§ Work instruction
Could you find every line in the records below that contains the word "github" and copy it?

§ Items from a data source
-- Opening Marker --

Issue #4749, opened 2020-03-18
All performance-sensitive tests should be under performance/


steven-johnson:
There are a handful of things under tutorial/ and autoschedule/ that do performance tests, and thus can be flaky when run on VMs or shared systems. We should ensure that any tests that rely on uniform system performance are either segregated under the performance/ test suite, or changed into non-fatal warnings if they shouldn't be moved (e.g. for tutorials), to avoid flakiness on test systems.

PR #4759, opened 2020-03-19
Don't even try to run test_performance on GHA VMs

steven-johnson:
Even running serially, too much flakiness.

### DIFF
--- a/.github/workflows/test.yml
+++ b/.github/workflows/test.yml
@@ -6,6 +6,7 @@
 # - python is skipped for arm-32, arm-64
 # - apps are skipped for x86-32, arm-32, arm-64
 # - build-and-test matrix is probably too large
+# - test_performance is skipped everywhere (too much flakiness)
 #
 # TODO (stuff that could be usefully added, perhaps)
 # - build + test of WASM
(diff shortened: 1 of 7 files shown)


.github/workflows/test.yml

-- Closing Marker --

§ Answer section
--- a/.github/workflows/test.yml
+++ b/.github/workflows/test.yml
.github/workflows/test.yml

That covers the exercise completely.